Because we lacked money, and to earn a few bob more, my father had a twice-weekly evening pools round around the back streets between Tooting High Street and St Benedict’s Hospital. My mum would drive him in our Austin A40 to his destination and follow him round (like kerb-crawling except my dad didn’t have the opportunity to stick his head in the car to ask “inside or out”).  I would sit in the back, listening to my radio.  These were days before car radios (which kept car radio theft down to a minimum); I would sit, one hand on the radio almost glued to my ear and the other on a pencil to write down the chart as it was unveiled.

Eventually we’d head home with my dad having been to one too many houses with people hiding behind their respective sofas. The chart, at this point, would only be about mid-way, so my sheet, with the numbers 10 to 1 remained blank.

By the time my strict parents had sent me to bed (ostensibly to sleep) the top five were yet to be revealed. Once the light was turned off, my listening post was hastily erected; important items were produced from under my pillow (this must have confused the Tooth Fairy).  My writing kit and torch came into their own as I rapidly wrote down (probably not grammatically correct) songs like, “signed, sealed, delivered, I’m yours”.

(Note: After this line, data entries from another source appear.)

PR #23, opened 2020-11-16
Add container flag and zsh comp.

csegarragonz:
Mimicking what's currently done in `faasm`.


Shillaker (approved):

csegarragonz:
Just as a self-reminder, this won't work until we bump the version, or force a new tag, as the image gets build from a tagged version of the repo.

PR #25, opened 2020-11-16
Encapsulate reduce operator

csegarragonz:
In this PR I abstract the current reduce logic from `reduce` itself to `op_reduce`. Reducing an operator, this is accumulating two arrays of `faabric_datatype_t` using a `faabric_operator_t`, is something we might need in more collective communication calls other than `reduce`.

For instance, `MPI_Scan`, which performs a [partial reduce](https://www.open-mpi.org/doc/v4.0/man3/MPI_Scan.3.php), would also use this method.

Further, I find it cleaner for implementation, testing, and debugging purposes to have the logic separated. Specially as we include more types and operators.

My interest in music coincided with my rapid eyesight decline (I have since learned my myopia was, due to another hobby discovered as a teenager, not helped, either!). I don’t think this was aided by some of the 70s bands having ridiculously long names – why couldn’t groups be called Lulu or Dana?  Why choose Dave, Dee, Dozy, Beaky, Mick and Tich?  If I’d have wanted to witness such names I’d have watched episodes of Trumpton.